Ten years and counting is a long time for any coach to spend at one club, and not just any club. Guardiola is football’s supreme being, one of the great innovators who, powered by a nation state, married aesthetics and power to an irresistible degree.

For 45 minutes at the Hill Dickinson Stadium it appeared this iteration might be the best yet, a front three of Jeremy Doku, Erling Haaland and Antoine Semenyo supplied by the waspish prompts of late-phase Bernardo Silva and Rayan Cherki, forcing Everton into a classic Moyesian rearguard.

Peak City might have cracked half a dozen to tighten their grip around Arsenal’s throat. Yet there is a creeping unreliability, even vulnerability about this ensemble that can be exposed if the opposition sets about them as Everton did, which in turn might hint at a similar fragility in the gaffer.

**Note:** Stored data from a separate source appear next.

PR #140, opened 2025-11-01
Add a managed credential type for HCP Terraform

shvenkat-rh:
The plugins in the hashicorp.terraform collection requires a token to authenticate with TFE/C. When running playbooks leveraging these modules on AAP, this token either needs to be set in the playbook/tasks or a custom credential type needs to be created that injects the token, via the env variable TF_TOKEN. This should be a built-in credential type in Controller for a better UX. There's a credential type already in AAP for Terraform. But that only deals with the backend configuration section which is not valid for TFE/C. 

This PR adds support for the HCP Credential.

https://issues.redhat.com/browse/AAP-57221

### DIFF
--- a/pyproject.toml
+++ b/pyproject.toml
@@ -101,6 +101,7 @@ insights = "awx_plugins.credentials.plugins:insights"
 rhv = "awx_plugins.credentials.plugins:rhv"
 gpg_public_key = "awx_plugins.credentials.plugins:gpg_public_key"
 terraform = "awx_plugins.credentials.plugins:terraform"
+hcp_terraform = "awx_plugins.credentials._managed_types.terraform:hcp_terraform"
 
 [project.entry-points."awx_plugins.inventory"]  # new entry points group name
 azure_rm = "awx_plugins.inventory.plugins:azure_rm"
--- a/src/awx_plugins/credentials/_managed_types/terraform.py
+++ b/src/awx_plugins/credentials/_managed_types/terraform.py
@@ -1,0 +1,46 @@
+"""HCP Terraform managed credential type."""
+
+from awx_plugins.interfaces._temporary_private_api import (  # noqa: WPS436
+    ManagedCredentialType,
+)
+from awx_plugins.interfaces._temporary_private_django_api import (  # noqa: WPS436
+    gettext_noop,
+)
+
+from ..injectors import hcp_terraform as hcp_terraform_injector
+
+
+# FIXME: ManagedCredentialType and gettext_noop return Any from
+# _temporary_private_api interfaces. These nested Any structures cascade
+# into making outer dicts/lists typed as Any as well, requiring suppressions
+# throughout. Remove once those interfaces have proper type annotations.
+hcp_terraform = ManagedCredentialType(  # type: ignore[misc]
+    namespace='hcp_terraform',
+    kind='cloud',
+    name=gettext_noop('HCP Terraform'),  # type: ignore[misc]
+    managed=True,
+    custom_injectors=hcp_terraform_injector,
+    inputs={
+        'fields': [  # type: ignore[misc]
+            {  # type: ignore[misc]
+                'id': 'hostname',
+                'label': gettext_noop('Hostname'),  # type: ignore[misc]
+                'type': 'string',
+                'help_text': gettext_noop(  # type: ignore[misc]
+                    'The hostname of your HCP Terraform instance (e.g., app.terraform.io)',
+                ),
+                'default': 'app.terraform.io',
+            },
+            {  # type: ignore[misc]
+                'id': 'token',
+                'label': gettext_noop('API Token'),  # type: ignore[misc]
+                'type': 'string',
+                'secret': True,
+                'help_text': gettext_noop(  # type: ignore[misc]
+                    'HCP Terraform API Token',
+                ),
+            },
+        ],
+        'required': ['token'],
+    },
+)
--- a/src/awx_plugins/credentials/injectors.py
+++ b/src/awx_plugins/credentials/injectors.py
@@ -231,3 +231,14 @@ def terraform(
             path,
             private_data_dir,
         )
+
+
+def hcp_terraform(
+    cred: Credential,
+    env: EnvVarsType,
+    private_data_dir: str,
+) -> None:
+    env['TF_TOKEN'] = str(cred.get_input('token', default=''))
+    env['TF_HOSTNAME'] = str(
+        cred.get_input('hostname', default='app.terraform.io'),
+    )
--- a/tests/importable_test.py
+++ b/tests/importable_test.py
@@ -73,6 +73,15 @@ credential_plugins = (
 )
 
 
+managed_credential_plugins = (
+    EntryPointParam(
+        'awx_plugins.managed_credentials.supported',
+        'hcp_terraform',
+        'awx_plugins.credentials._managed_types.terraform:hcp_terraform',
+    ),
+)
+
+
 inventory_plugins = (
     EntryPointParam(
         'awx_plugins.inventory',
@@ -174,6 +183,13 @@ with_credential_plugins = pytest.mark.parametrize(
 )
 
 
+with_managed_credential_plugins = pytest.mark.parametrize(
+    'entry_point',
+    managed_credential_plugins,
+    ids=str,
+)
+
+
 with_inventory_plugins = pytest.mark.parametrize(
     'entry_point',
     inventory_plugins,
@@ -183,7 +199,7 @@ with_inventory_plugins = pytest.mark.parametrize(
 
 with_all_plugins = pytest.mark.parametrize(
     'entry_point',
-    credential_plugins + inventory_plugins,
+    credential_plugins + managed_credential_plugins + inventory_plugins,
     ids=str,
 )
 
@@ -211,6 +227,18 @@ def test_entry_points_are_credential_plugin(
 
     loaded_plugin_class_name = type(loaded_plugin_class).__name__
     assert loaded_plugin_class_name == 'CredentialPlugin'
+
+
+@with_managed_credential_plugins
+def test_entry_points_are_managed_credential_type(
+    entry_point: EntryPointParam,
+) -> None:
+    """Ensure all exposed managed credential plugins are of the same class."""  # noqa: D200, DAR101; FIXME
+    entry_points = _discover_entry_points(group=entry_point.group)
+    loaded_plugin_class = entry_points[entry_point.name].load()
+
+    loaded_plugin_class_name = type(loaded_plugin_class).__name__
+    assert loaded_plugin_class_name == 'ManagedCredentialType'
 
 
 @with_inventory_plugins
--- a/tests/managed_credential_plugins_test.py
+++ b/tests/managed_credential_plugins_test.py
@@ -28,6 +28,7 @@ from awx_plugins.interfaces._temporary_private_inject_api import (  # noqa: WPS4
 
 import yaml
 
+from awx_plugins.credentials._managed_types.terraform import hcp_terraform
 from awx_plugins.credentials.plugins import (  # noqa: WPS235
     aws,
     azure_rm,
@@ -454,6 +455,47 @@ class YamlEnvFile(BaseEnvFile[dict[str, IniEntryDataType]]):
                 JsonEnvFile('GOOGLE_BACKEND_CREDENTIALS', get_gce_creds()),
             ],
             id='terraform-gcs',
+        ),
+        pytest.param(
+            hcp_terraform,
+            {
+                'token': 'hcp-token-123',
+            },
+            {
+                'TF_TOKEN': 'hcp-token-123',
+                'TF_HOSTNAME': 'app.terraform.io',
+            },
+            {'TF_TOKEN': HIDDEN_PASSWORD},
+            [],
+            id='hcp-terraform-default-hostname',
+        ),
+        pytest.param(
+            hcp_terraform,
+            {
+                'hostname': 'terraform.example.com',
+                'token': 'hcp-custom-token-456',
+            },
+            {
+                'TF_TOKEN': 'hcp-custom-token-456',
+                'TF_HOSTNAME': 'terraform.example.com',
+            },
+            {'TF_TOKEN': HIDDEN_PASSWORD},
+            [],
+            id='hcp-terraform-custom-hostname',
+        ),
+        pytest.param(
+            hcp_terraform,
+            {
+                'hostname': 'app.terraform.io',
+                'token': 'hcp-explicit-default-789',
+            },
+            {
+                'TF_TOKEN': 'hcp-explicit-default-789',
+                'TF_HOSTNAME': 'app.terraform.io',
+            },
+            {'TF_TOKEN': HIDDEN_PASSWORD},
+            [],
+            id='hcp-terraform-explicit-default-hostname',
         ),
         pytest.param(
             net,


webknjaz:
You should probably add some entries to https://github.com/ansible/awx-plugins/blob/devel/tests/importable_test.py. Also, rebase the PR since there's macOS fixes applied due to GH deprecating older macOS VMs.

shvenkat-rh:
@webknjaz do we need to add something to  https://github.com/ansible/awx-plugins/blob/devel/tests/importable_test.py   for HCP Terraform credential even though it is a  ManagedCredentialType? I dont see any  ManagedCredentialType listed here.

webknjaz:
@shvenkat-rh merge commits in the PR branch will cause ugly foxtrots in the Git tree. Could you rebase instead?

webknjaz:
> do we need to add something to https://github.com/ansible/awx-plugins/blob/devel/tests/importable_test.py for HCP Terraform credential even though it is a ManagedCredentialType? I dont see any ManagedCredentialType listed here.

@shvenkat-rh since you added entry points, it's a good idea to make sure they are actually usable through the standard plugin loading interface. That test module performs such tests. I looked into it and you're right, there's no tests for managed credentials. However, you should be able to add another test by example.

pyproject.toml
```diff
@@ -86,6 +86,7 @@ kubernetes_bearer_token = "awx_plugins.credentials.plugins:kubernetes_bearer_tok
 registry = "awx_plugins.credentials.plugins:registry"
 galaxy_api_token = "awx_plugins.credentials.plugins:galaxy_api_token"
 net = "awx_plugins.credentials.plugins:net"
+hcp_terraform = "awx_plugins.credentials.plugins:hcp_terraform"
```
webknjaz: I think the exposed name should avoid abbreviations. It's often difficult to track what they mean, especially for people outside the context.
How about
```suggestion
hashicorp-terraform = "awx_plugins.credentials.plugins:hcp_terraform"
```
for example?

webknjaz: Ah, never mind. I google it and this seems to be a part of the official name. Marking the thread as resolved.

webknjaz: Note that this section contains a list of plugins loaded automatically, while the other one is loaded in supported variants of controller. I imagine the team might want to only keep the supported one down below, and drop this.

src/awx_plugins/credentials/plugins.py
webknjaz, line 1: This file is getting to big. What if instead of disabling linting, we just placed the new thing into a `src/awx_plugins/credentials/_managed_types/terraform.py`, keeping `src/awx_plugins/credentials/plugins.py` from growing infinitely?

src/awx_plugins/credentials/_managed_types/__init__.py
webknjaz, line 1: Don't add empty init modules. Keep this an implicit namespace.

webknjaz:
@shvenkat-rh you may want to squash the related commits at some point. Merge queues will make each of those a part of `devel` if you don't.

src/awx_plugins/credentials/plugins.py
```diff
@@ -1,5 +1,6 @@
 # FIXME: the following violations must be addressed gradually and unignored
 # mypy: disable-error-code="assignment, misc, no-redef"
+# pylint: disable=too-many-lines
```
webknjaz: This is redundant now.
```suggestion
```

src/awx_plugins/credentials/_managed_types/terraform.py
```diff
@@ -0,0 +1,45 @@
...
+# mypy: disable-error-code="assignment, misc"
+
+from awx_plugins.interfaces._temporary_private_api import (  # noqa: WPS436
+    ManagedCredentialType,
+)
+from awx_plugins.interfaces._temporary_private_django_api import (  # noqa: WPS436
+    gettext_noop,
+)
+
+from awx_plugins.credentials.injectors import (
```
webknjaz: Use relative imports internally, instead of relying on the top-level package name.
```suggestion
from ..injectors import (
```

src/awx_plugins/credentials/_managed_types/terraform.py
```diff
@@ -0,0 +1,43 @@
+"""HCP Terraform managed credential type."""
+# mypy: disable-error-code="assignment, misc"
```
webknjaz: The only reason some modules have global ignores is that at the time of the initial integration, MyPy was reporting many violations that couldn't be addressed immediately. This isn't a pattern to follow/extend for new modules.

Is this even necessary, though? If yes, add a FIXME comment explaining how to address these in the future.

But if at all possible, any new code shouldn't add new linting violations and have them addressed instead.

Finally, if we need to suppress violations, they should go inline, not be global for the entire module as this lets new problems sneak in and go unnoticed. Using `# type: ignore[<error-code>]` on the exact lines we need to suppress is much more granular. We should stick to using those as much as possible (if we can't actually fix things, that is!). Make sure to attach a code comment next to each suppression, explaining why it can't be fixed right now and what needs to happen for us to be able to get rid of the suppression.

src/awx_plugins/credentials/plugins.py
```diff
@@ -19,7 +20,7 @@
 )
 
 
-__all__ = ()  # noqa: WPS410
+__all__ = ('hcp_terraform',)  # noqa: WPS410
```
webknjaz: We shouldn't really make these public. The tuple is intentionally empty so that there's no public imports exposed.

src/awx_plugins/credentials/plugins.py
```diff
@@ -8,6 +8,7 @@
     gettext_noop,
 )
 
+from ._managed_types.terraform import hcp_terraform
```
webknjaz: Instead of re-exporting, point the entry points in the core packaging metadata (configured though `pyproject.toml` via PEP 621) to the new module directly. There's no reason to expose these objects here as well as this module isn't supposed to be importable directly, outside of the plugin loading mechanism.

src/awx_plugins/credentials/_managed_types/terraform.py
```diff
@@ -0,0 +1,45 @@
+"""HCP Terraform managed credential type."""
+
+from awx_plugins.interfaces._temporary_private_api import (  # noqa: WPS436
+    ManagedCredentialType,
+)
+from awx_plugins.interfaces._temporary_private_django_api import (  # noqa: WPS436
+    gettext_noop,
+)
+
+from ..injectors import hcp_terraform as hcp_terraform_injector  # noqa: TID252
```
webknjaz: @shvenkat-rh is this coming from our Ruff config? If yes, I'd rather disable the rule globally.

src/awx_plugins/credentials/_managed_types/terraform.py
```diff
@@ -0,0 +1,45 @@
...
+# ManagedCredentialType also returns Any
+hcp_terraform = ManagedCredentialType(  # type: ignore[misc]
+    namespace='hcp_terraform',
+    kind='cloud',
+    name=gettext_noop('HCP Terraform'),  # type: ignore[misc]
+    managed=True,
+    custom_injectors=hcp_terraform_injector,
+    inputs={
+        'fields': [  # type: ignore[misc]
+            {  # type: ignore[misc]
```
webknjaz, line 25: Are you sure these are needed?

src/awx_plugins/credentials/_managed_types/terraform.py
webknjaz: I suppose it's this one https://docs.astral.sh/ruff/rules/relative-imports/ ?
I've disabled it on `devel`. You can now drop the suppression and rebase.
```suggestion
from ..injectors import hcp_terraform as hcp_terraform_injector
```

src/awx_plugins/credentials/_managed_types/terraform.py
```diff
@@ -0,0 +1,45 @@
...
+                'id': 'hostname',
+                'label': gettext_noop('Hostname'),  # type: ignore[misc]
+                'type': 'string',
+                'help_text': gettext_noop(  # type: ignore[misc]
+                    'The hostname of your HCP Terraform instance (e.g., app.terraform.io)',
+                ),
+                'default': 'app.terraform.io',
+            },
+            {  # type: ignore[misc]
```
webknjaz, line 34: And this one?

webknjaz:
@shvenkat-rh if you post MyPy output, I can help decide if the suppressions are in the right place. Currently, it's not obvious if there's a justification for a few of those type ignores.

shvenkat-rh:
@webknjaz this is the MyPy output

```
$ git add -A && pre-commit run mypy --files src/awx_plugins/credentials/_managed_types/terraform.py 2>&1 | tail -80
                    'help_text': gettext_noop(
                                 ^
src/awx_plugins/credentials/_managed_types/terraform.py:33:13:41:13: error:
Expression type contains "Any" (has type "dict[str, Any]")  [misc]
                {
                ^
src/awx_plugins/credentials/_managed_types/terraform.py:35:17:35:50: error:
Expression type contains "Any" (has type "tuple[str, Any]")  [misc]
                    'label': gettext_noop('API Token'),
                    ^~~~~~~~~~~~~~~~~~~~~~~~~~~~~~~~~~
src/awx_plugins/credentials/_managed_types/terraform.py:35:26:35:50: error:
Expression has type "Any"  [misc]
                    'label': gettext_noop('API Token'),
                             ^~~~~~~~~~~~~~~~~~~~~~~~~
src/awx_plugins/credentials/_managed_types/terraform.py:38:17:40:17: error:
Expression type contains "Any" (has type "tuple[str, Any]")  [misc]
                    'help_text': gettext_noop(
                    ^
src/awx_plugins/credentials/_managed_types/terraform.py:38:30:40:17: error:
Expression has type "Any"  [misc]
                    'help_text': gettext_noop(
                                 ^
Generated Cobertura report: /Users/shvenkat/Downloads/awx-plugins/.tox/.tmp/.test-results/mypy--py-3.12/cobertura.xml
Generated HTML report (via XSLT): /Users/shvenkat/Downloads/awx-plugins/.tox/.tmp/.test-results/mypy--py-3.12/index.html
Generated TXT report (via XSLT): /Users/shvenkat/Downloads/awx-plugins/.tox/.tmp/.test-results/mypy--py-3.12/index.txt
Found 11 errors in 1 file (checked 20 source files)

MyPy, for Python 3.11....................................................Failed
- hook id: mypy
- exit code: 1

src/awx_plugins/credentials/_managed_types/terraform.py:23:19:42:9: error:
Expression type contains "Any" (has type "list[dict[str, Any]]")  [misc]
            'fields': [
                      ^
src/awx_plugins/credentials/_managed_types/terraform.py:24:13:32:13: error:
Expression type contains "Any" (has type "dict[str, Any]")  [misc]
                {
                ^
src/awx_plugins/credentials/_managed_types/terraform.py:26:17:26:49: error:
Expression type contains "Any" (has type "tuple[str, Any]")  [misc]
                    'label': gettext_noop('Hostname'),
                    ^~~~~~~~~~~~~~~~~~~~~~~~~~~~~~~~~
src/awx_plugins/credentials/_managed_types/terraform.py:26:26:26:49: error:
Expression has type "Any"  [misc]
                    'label': gettext_noop('Hostname'),
                             ^~~~~~~~~~~~~~~~~~~~~~~~
src/awx_plugins/credentials/_managed_types/terraform.py:28:17:30:17: error:
Expression type contains "Any" (has type "tuple[str, Any]")  [misc]
                    'help_text': gettext_noop(
                    ^
src/awx_plugins/credentials/_managed_types/terraform.py:28:30:30:17: error:
Expression has type "Any"  [misc]
                    'help_text': gettext_noop(
                                 ^
src/awx_plugins/credentials/_managed_types/terraform.py:33:13:41:13: error:
Expression type contains "Any" (has type "dict[str, Any]")  [misc]
                {
                ^
src/awx_plugins/credentials/_managed_types/terraform.py:35:17:35:50: error:
Expression type contains "Any" (has type "tuple[str, Any]")  [misc]
                    'label': gettext_noop('API Token'),
                    ^~~~~~~~~~~~~~~~~~~~~~~~~~~~~~~~~~
src/awx_plugins/credentials/_managed_types/terraform.py:35:26:35:50: error:
Expression has type "Any"  [misc]
                    'label': gettext_noop('API Token'),
                             ^~~~~~~~~~~~~~~~~~~~~~~~~
src/awx_plugins/credentials/_managed_types/terraform.py:38:17:40:17: error:
Expression type contains "Any" (has type "tuple[str, Any]")  [misc]
                    'help_text': gettext_noop(
                    ^
src/awx_plugins/credentials/_managed_types/terraform.py:38:30:40:17: error:
Expression has type "Any"  [misc]
                    'help_text': gettext_noop(
                                 ^
```

webknjaz:
@shvenkat-rh okay, in that case I'd mention in the comment that nested `Any` structures cascade into making outer dicts/lists `Any` as well.

pyproject.toml
```diff
@@ -86,6 +86,7 @@ kubernetes_bearer_token = "awx_plugins.credentials.plugins:kubernetes_bearer_tok
 registry = "awx_plugins.credentials.plugins:registry"
 galaxy_api_token = "awx_plugins.credentials.plugins:galaxy_api_token"
 net = "awx_plugins.credentials.plugins:net"
+hcp_terraform = "awx_plugins.credentials._managed_types.terraform:hcp_terraform"
```
jessicamack: This only needs to be under the supported section.

src/awx_plugins/credentials/_managed_types/terraform.py
```diff
@@ -0,0 +1,46 @@
...
+
+
+# FIXME: ManagedCredentialType and gettext_noop return Any from
+# _temporary_private_api interfaces. These nested Any structures cascade
+# into making outer dicts/lists typed as Any as well, requiring suppressions
+# throughout. Remove once those interfaces have proper type annotations.
+hcp_terraform = ManagedCredentialType(  # type: ignore[misc]
+    namespace='hcp_terraform',
+    kind='cloud',
+    name=gettext_noop('HCP Terraform'),  # type: ignore[misc]
```
jessicamack, line 20: Is there a reason for the gettext_noop uses? It's also causing the code coverage checks to fail.

shvenkat-rh: Agreed , removed gettext_noop and replaced with plain strings. This should fix the coverage issues.

jessicamack:
@shvenkat-rh lgtm have you already tried testing the plugin with a HCP credential?

src/awx_plugins/credentials/_managed_types/terraform.py
webknjaz: @jessicamack no, it does not cause the runtime coverage to fail. It only influences the typical coverage because it's uncovered. This is an internationalization/i18n helper and is a pre-existing pattern in the code base. This place probably shouldn't diverge from that.

shvenkat-rh: Thanks for the clarification. Restored gettext_noop to match the existing pattern.

pyproject.toml
shvenkat-rh: Line 89 [project.entry-points."awx_plugins.managed_credentials"], which AWX uses to discover and list credential types. Removing it hides hcp_terraform from AWX. I believe this should be retained

shvenkat-rh:
> @shvenkat-rh lgtm have you already tried testing the plugin with a HCP credential?

@jessicamack I have tested it without the pyproject.toml change you had suggest (When i try with the change you had suggested, awx fails to list the credential)

https://drive.google.com/file/d/1lemxGKg-QJF2o3Op5m1B7YvGJn6bdSUa/view?usp=sharing

webknjaz:
That's because awx can conditionally select which set of plugins to load automatically.

P.S. I've fixed up the failing job in `devel` so I recommend rebasing interactively and cleaning the commit list as it'd end up in the main tree post-merge. I've also split the runtime and typing coverage for better clarity — they are now being uploaded to two different services (runtime — Codecov; typing ­— Coveralls) and won't be overlayed anymore.

shvenkat-rh:
> That's because awx can conditionally select which set of plugins to load automatically.<

@webknjaz So do you suggest we retain `hcp_terraform = "awx_plugins.credentials._managed_types.terraform:hcp_terraform"` in [pyproject.toml](https://github.com/ansible/awx-plugins/pull/140/files#diff-50c86b7ed8ac2cf95bd48334961bf0530cdc77b5a56f852c5c61b89d735fd711)  under `[project.entry-points."awx_plugins.managed_credentials"]` or not?

webknjaz:
No.

shvenkat-rh:
> No.

Okay, I am removing it. But while testing it out, I did retain it. Does that sound good to you?

webknjaz:
@shvenkat-rh the commit shouldn't claim that it made documentation changes that aren't there.

jessicamack (approved):

webknjaz (approved):

webknjaz:
> [!important]
> Merge Queue checks failed: https://github.com/ansible/awx-plugins/actions/runs/19468099427.

This is due to many services being down today as they are behind Cloudflare which returns HTTP 500 virtually everywhere: https://www.cloudflarestatus.com.

Scheduling the merge should be re-attempted once they recover. Closer to the evening, perhaps. Or tomorrow.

Was it my imagination or was Guardiola weirdly sanguine about the surrender of two points and the initiative in a title duel that looked to be heading towards a seventh coronation in 10 years? Like, whatever happens, he is working to a timetable that only he knows.

Even Michael Keane’s hooligan lunge that might have snapped Doku’s ankle in two was left to others to deconstruct. “Your pundits can say it,” was all Guardiola could muster.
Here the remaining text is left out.